THE TASK
Keep only those lines of the records that include the string "works".

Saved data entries
·····
PR #38, opened 2012-02-19
Ban / Whitelist feature

greatman:
Player is kicked when he is banned or not in the whitelist.

### DIFF
--- a/src/main/java/org/spout/vanilla/protocol/bootstrap/handler/BootstrapIdentificationMessageHandler.java
+++ b/src/main/java/org/spout/vanilla/protocol/bootstrap/handler/BootstrapIdentificationMessageHandler.java
@@ -25,6 +25,10 @@
  */
 package org.spout.vanilla.protocol.bootstrap.handler;
 
+import java.util.Arrays;
+import java.util.Iterator;
+
+import org.spout.api.Server;
 import org.spout.api.event.Event;
 import org.spout.api.event.player.PlayerConnectEvent;
 import org.spout.api.player.Player;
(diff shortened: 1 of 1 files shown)


src/main/java/org/spout/vanilla/protocol/bootstrap/handler/BootstrapIdentificationMessageHandler.java
```diff
@@ -35,7 +39,39 @@
 public class BootstrapIdentificationMessageHandler extends MessageHandler<IdentificationMessage> {
 	@Override
 	public void handle(Session session, Player player, IdentificationMessage message) {
+		
+		//We check if the player is banned
+		String playerName = message.getName();
+		
+		Server s = (Server) session.getGame();	
+		
+		Iterator<Player> bannedPlayerList = s.getBannedPlayers().iterator();
```
Afforess: This is a terribly slow way to find out if a player is banned or whitelisted. What if there are 10000 players on the whitelist? The API needs to be changed to use Set, backed by a HashSet. Then you can do a contains call and have it be O(1) vs the current O(n) lookup time.

ZNickq: Agree...i'd do it, but that'll put multiple commits in my PR right now, and i suck at squashing them :P

stephenwilliams: Again @ZNickq if you do all of your PRs in separate branches you would be ok

ZNickq: Oh, that's an idea, netbeans lets me do that easily! :D
Ok, will do in the evening :)

windy1: git + netbeans = :(

windy1:
Needs to be squashed and signed.

windy1:
Also needs to be updated to current head which includes a new configuration.

Salynne:
Closing these, open a new one if you've updated them.

Zidane:
This will be closed so you can fix it and come back with a better pull

Thank you for your contribution regardless though...much appreciated :).

PR #40, opened 2012-02-21
Vanilla now checks for the right protocol id, and only allows connecting if that matches!

ZNickq:


Zidane:
I might have pulled this BUT we have been discussing allowing clients to connect on differening Vanilla protocol versions.

aka someone with Vanilla client 1.2 could play at the same time on the same server (running Spout 1.2 RB with Vanilla 1.2 RB) with a few people running 1.` or even 1.0 client.

ZNickq:
I thought about that, but there are protocol differences which make that hard (1.2 has different chunk protocol, for example) and i'm not sure it could work without keeping the old code...

Zidane:
Well we are gonna try ZNickq and see...unsure yet which way we are gonna head to.

ZNickq:
well, this can just sit here in the meantime :)

Afforess:
@NinjaZidane - I think I agree with @ZNickq on this one.

Zidane:
With all the changes occurring to Minecraft 1.2....I am starting to agree as well. It might just be too difficult to put in backwards compatibility :/

So, in light of this I am gonna go ahead and merge this.

PR #41, opened 2012-02-21
Some changes to the networking part, changed PlayNote to BlockAction and updated EntityAction a little!

ZNickq:
For anyone wondering, the notchian client uses a "Play Note" packet, with custom data instead of the instrument and pitch, for piston movement! So it doesn't really make sense calling it Play Note, could confuse people :P

P.S: @alta189 i love branches! :D


src/main/java/org/spout/vanilla/protocol/msg/BlockActionMessage.java
```diff
@@ -50,16 +52,16 @@ public int getZ() {
...
-	public int getPitch() {
-		return pitch;
+	public int getSecondByte() {
+		return secondByte;
 	}
 
 	@Override
 	public String toString() {
-		return "PlayNoteMessage{x=" + x + ",y=" + y + ",z=" + z + ",instrument=" + instrument + ",pitch=" + pitch + "}";
+		return "PlayNoteMessage{x=" + x + ",y=" + y + ",z=" + z + ",firstByte=" + firstByte + ",secondByte=" + secondByte + "}";
```
Zidane, line 65: Me thinks you forgot BlockAction here...

PR #46, opened 2012-02-24
Repost of PR 34

Darsstar:
https://github.com/SpoutDev/Vanilla/pull/34

Had a mindfart or something...


Zidane:
The formatting seems a little screwy on this PR (some classes being wiped and redone is an indicator).

Also, how about GenericFullContainerItem as a name instead of what you have? As it is a block in the world, item when a player has it and sometimes an entity (if it moves).

PR #601, opened 2013-03-16
Implement animals following Players when holding food.

timmhirsens:

### DIFF
--- a/src/main/java/org/spout/vanilla/component/entity/living/passive/Chicken.java
+++ b/src/main/java/org/spout/vanilla/component/entity/living/passive/Chicken.java
@@ -30,10 +30,12 @@ import org.spout.api.geo.discrete.Point;
 import org.spout.api.inventory.ItemStack;
 import org.spout.api.math.GenericMath;
 import org.spout.api.math.Vector3;
-
 import org.spout.vanilla.VanillaPlugin;
-import org.spout.vanilla.component.entity.living.Passive;
+import org.spout.vanilla.ai.action.FollowMaterialHolderAction;
+import org.spout.vanilla.ai.goal.FollowMaterialHolderGoal;
+import org.spout.vanilla.ai.sensor.NearbyMaterialHolderSensor;
 import org.spout.vanilla.component.entity.living.Animal;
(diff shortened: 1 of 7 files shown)


src/main/java/org/spout/vanilla/component/entity/living/passive/Chicken.java
```diff
@@ -63,6 +65,11 @@ public void onAttached() {
 		if (getAttachedCount() == 1) {
 			getOwner().add(Health.class).setSpawnHealth(4);
 		}
+		NearbyMaterialHolderSensor materialHolderSensor = new NearbyMaterialHolderSensor(getAI(), VanillaMaterials.SEEDS);
```
windy1, line 68: Couldn't this be abstracted to Animal instead of putting it in every Animal extension?

timmhirsens, line 68: Probably, yeah.
Maybe that would make it harder for plugins to implement animals that DON'T follow the player, though? 

Edit: And there are animals in Vanilla that don't follow the player if he is holding a specific food item.

windy1, line 68: No it would be easy to remove the AI, what Entities that extends Animal don't follow the player? e: Ah I see, some animals follow different animals.

timmhirsens, line 68: Ocelots and Wolves.

windy1, line 68: Wolves will follow any kind of meat and ocelots follow fish: http://www.minecraftwiki.net/wiki/Breeding

timmhirsens, line 68: I tried it ingame (official) and they did not follow me. The Items can be used to tame and breed them.
Once they are tamed they will always follow the player. Thats a different kind of AI though.

timmhirsens:
Is there anything that needs to be done before this can be pulled?

PR #602, opened 2013-03-17
Removal of Spout Class Referecneces Attempt 2.

Waterpicker:
...nt side works

Waterpicker Waterpicker@rocketmail.com

### DIFF
--- a/src/main/java/org/spout/vanilla/VanillaListener.java
+++ b/src/main/java/org/spout/vanilla/VanillaListener.java
@@ -28,7 +28,6 @@ package org.spout.vanilla;
 
 import org.spout.api.Client;
 import org.spout.api.Platform;
-import org.spout.api.Spout;
 import org.spout.api.component.impl.CameraComponent;
 import org.spout.api.component.impl.InteractComponent;
 import org.spout.api.entity.Player;
@@ -102,11 +101,11 @@ public class VanillaListener implements Listener {
 
 	@EventHandler
 	public void onGameStart(EngineStartEvent event) {
-		if (Spout.getPlatform() != Platform.CLIENT) {
+		if (VanillaPlugin.getInstance().getEngine().getPlatform() != Platform.CLIENT) {
 			return;
 		}
 
-		Player player = ((Client) Spout.getEngine()).getActivePlayer();
+		Player player = ((Client) VanillaPlugin.getInstance().getEngine()).getActivePlayer();
 
 		HUD HUD = player.add(org.spout.vanilla.component.entity.player.HUD.class);
 		HUD.setDefault(VanillaArmorWidget.class);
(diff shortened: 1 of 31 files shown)


Sleaker:
I don't like just blindly passing around the VanillaPlugin instance all over the place. Also not a a fan of the static access for the filesystem reference, depending on how classloading works it's liable to produce unknown behaviour (ie break)

I think a few of these classes need to be changed so they aren't just static lists, they need to be instantiated, or passed in a reference to the engine (recipe manager etc).  

I'm not sure if this can be pulled, though it looks like it's mostly fine.

Waterpicker:
Yea. The purpose of this pull is not meant to be a final edit. Just enough so Affy can go ahead with his work on launching and stuff.

src/main/java/org/spout/vanilla/VanillaListener.java
```diff
@@ -102,11 +101,11 @@ public void onPlayerJoin(PlayerJoinEvent event) {
 
 	@EventHandler
 	public void onGameStart(EngineStartEvent event) {
-		if (Spout.getPlatform() != Platform.CLIENT) {
+		if (VanillaPlugin.getInstance().getEngine().getPlatform() != Platform.CLIENT) {
```
Afforess, line 104: Event should contain engine instance

src/main/java/org/spout/vanilla/VanillaListener.java
```diff
@@ -164,7 +163,7 @@ public void onBlockChange(BlockChangeEvent event) {
 		}
 		if (prevPower != -1) {
 			RedstoneChangeEvent redstoneEvent = new RedstoneChangeEvent(event.getBlock(), event.getCause(), prevPower, newPower);
-			Spout.getEventManager().callEvent(redstoneEvent);
+			VanillaPlugin.getInstance().getEngine().getEventManager().callEvent(redstoneEvent);
```
Afforess, line 166: Doesn't the listener get passed the engine instance when it is created? If not, it should.

src/main/java/org/spout/vanilla/component/entity/substance/test/SceneOutput.java
```diff
@@ -26,15 +26,16 @@
...
-import org.spout.api.Spout;
+
 import org.spout.api.component.type.EntityComponent;
 import org.spout.api.entity.Player;
 
 public class SceneOutput extends EntityComponent {
 	@Override
 	public void onAttached() {
-		if (Spout.getPlatform() != Platform.SERVER || !Spout.debugMode() || getOwner() instanceof Player) {
+		if (getOwner().getEngine().getPlatform() != Platform.SERVER || !getOwner().getEngine().debugMode() || getOwner() instanceof Player) {
```
Afforess, line 38: No need for getOwner().getEngine(), you can do just getEngine()

windy1:
Do we actually _need_ `VanillaPlugin.getInstance()` for anything besides convenience? If not, I think we should remove it anyways.

Waterpicker:
I only used what I had at my disposal.

Zidane:
@W1ndwaker 

Sadly Materials need it for initialize in VanillaMaterials else we would have already removed it.

Afforess:
Merged.

PR #603, opened 2013-03-21
Lever models

Meiun:
everything should be correct. Up & Down are just rotations of N and S
respectively.

Signed-off-by: Hung-Lin nymphalis.aloft@gmail.com


Meiun:
in E/W & N/S the central shaft is rotated 180. 
in E/W Vs N/S The textures on top of the block is rotated.

PR #604, opened 2013-03-23
Adds last damager and damage cause to VanillaEntityDeathEvent and PlayerDeathEvent

timmhirsens:

### DIFF
--- a/src/main/java/org/spout/vanilla/component/entity/misc/Health.java
+++ b/src/main/java/org/spout/vanilla/component/entity/misc/Health.java
@@ -215,9 +215,9 @@ public class Health extends EntityComponent {
 		VanillaEntityDeathEvent event;
 		Entity owner = getOwner();
 		if (owner instanceof Player) {
-			event = new PlayerDeathEvent((Player) owner);
+			event = new PlayerDeathEvent((Player) owner, lastDamageCause, lastDamager);
 		} else {
-			event = new VanillaEntityDeathEvent(owner);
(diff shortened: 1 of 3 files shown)


Sleaker:
lastDamager needs to be more type-specific than an object. having it so unspecific doesn't make the API friendly to plugins, this may have been why nothing was implemented yet.

dredhorse:
Problem is I think that there are a lot of different damagers... minecarts, cactus, lava, player, mobs etc..

I don't really know a good solution to this though myself, except perhaps having lastDamageCause handle it, together with an enum which exposes the damager. On the other side that makes it problematic to extend.

windy1:
@Sleaker @dredhorse is right, I don't see any nicer way to do it, no matter how you implement it you will always have to cast something.

Sleaker:
@W1ndwaker - then putting the Damager on the Cause is the best way to handle this, rather than making it accessible directly.

Providing a method that returns an Object does no good as there's no functional way to tell what it is without performing a considerable number of checks, and even then you can't be certain what you're getting out.

timmhirsens:
It is the same in EntityDamageEvent. This is of course not a good solution but I really wouldn't know how to handle it different / better.
Only exposing it in DamageCause doesn't really change anything imho, since its just one method call more.

windy1:
@Sleaker 

What's so complicated about.

``` java
Object lastDamager = event.getLastDamager();
if (lastDamager instanceof Player) {
    Player player = (Player) lastDamager;
    // last damager is a player
}
```

Do you have a simpler solution?

PR #609, opened 2013-05-14
Blocks can now have multiple components

kitskub:
Discussion can be found here: http://forums.spout.org/threads/block-components.6376/

Spout: https://github.com/SpoutDev/Spout/pull/2196
SpoutAPI: https://github.com/SpoutDev/SpoutAPI/pull/550

### DIFF
--- a/src/main/java/org/spout/vanilla/material/block/redstone/RedstoneComparator.java
+++ b/src/main/java/org/spout/vanilla/material/block/redstone/RedstoneComparator.java
@@ -100,6 +100,7 @@ public class RedstoneComparator extends GroundAttachable implements Directional,
 	public void onPlacement(Block block, short data, BlockFace against, Vector3 clickedPos, boolean isClickedBlock, Cause<?> cause) {
 		super.onPlacement(block, data, against, clickedPos, isClickedBlock, cause);
 		this.setFacing(block, PlayerUtil.getFacing(cause));
+        /*//TODO this is broken; nothing implements Container; there's no way to get an interface from a componentholder
 		Block input = block.translate(this.getFacing(block).getOpposite());
 		if (input.getMaterial().isMaterial(inputs)) {
 			Inventory inventory = ((Container) input.getComponent()).getInventory();
@@ -114,11 +115,12 @@ public class RedstoneComparator extends GroundAttachable implements Directional,
 			if (!viewed) {
 				inventory.addViewer(new ComparableViewer(block, inventory));
 			}
-		}
+		}*/
 	}
 
 	@Override
 	public boolean onDestroy(Block block, Cause<?> cause) {
+        /*//TODO this is broken; nothing implements Container; there's no way to get an interface from a componentholder
 		Block input = block.translate(this.getFacing(block).getOpposite());
 		if (input.getMaterial().isMaterial(inputs)) {
 			Inventory inventory = ((Container) input.getComponent()).getInventory();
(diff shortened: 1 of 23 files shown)


Afforess:
Pulled, thanks.

src/main/java/org/spout/vanilla/material/block/redstone/RedstoneComparator.java
```diff
@@ -100,6 +100,7 @@ public void setPowered(Block block, boolean powered) {
 	public void onPlacement(Block block, short data, BlockFace against, Vector3 clickedPos, boolean isClickedBlock, Cause<?> cause) {
 		super.onPlacement(block, data, against, clickedPos, isClickedBlock, cause);
 		this.setFacing(block, PlayerUtil.getFacing(cause));
+        /*//TODO this is broken; nothing implements Container; there's no way to get an interface from a componentholder
```
windy1, line 103: @Afforess why has this been pulled if it removes existing functionality and does not offer a solution?

Afforess, line 103: Didn't notice. Use of /\* */ style comments means that the diff was not obvious. Sneaky.

Afforess, line 103: Also I suspect @kitskub is actually wrong. If I understand how ComponentHolder.get(...) works, you can request interfaces or superclasses and will have it return them if one exists.

windy1, line 103: That was my understanding as well.

kitskub, line 103: @Afforess no, you cannot do get(class<T) where T is not a component.
I disabled this for two reasons. First is the above reason. Second, NOTHING implements Container (if I am wrong, correct me).
Completely rewriting the get() method was out of the scope of my PR. I do, however, intend to make a PR that' allows the getting of interfaces.

windy1, line 103: Container has 12 implementing classes...

kitskub, line 103: Ok, guess my ide was being stupid. But still, still needs the other change.

windy1, line 103: This is an easy fix then. We just have to add a get method that takes a wildcard class reference instead of a type reference and also allow

https://github.com/SpoutDev/SpoutAPI/blob/master/src/main/java/org/spout/api/component/BaseComponentHolder.java#L213 

to take a wildcard reference. Of course, the trade of is that now you will have to cast your component.

kitskub, line 103: Yes.

Sleaker, line 103: just fyi, the redstonecomparator code was written with Viewers as a solution. I don't see why using viewers to determine block updates wouldn't work regardless of what you're doing with components.

kitskub, line 103: https://github.com/Vanilla/Vanilla/pull/611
·····
OUTPUT FOR THIS TASK
...nt side works
I don't like just blindly passing around the VanillaPlugin instance all over the place. Also not a a fan of the static access for the filesystem reference, depending on how classloading works it's liable to produce unknown behaviour (ie break)
Afforess, line 103: Also I suspect @kitskub is actually wrong. If I understand how ComponentHolder.get(...) works, you can request interfaces or superclasses and will have it return them if one exists.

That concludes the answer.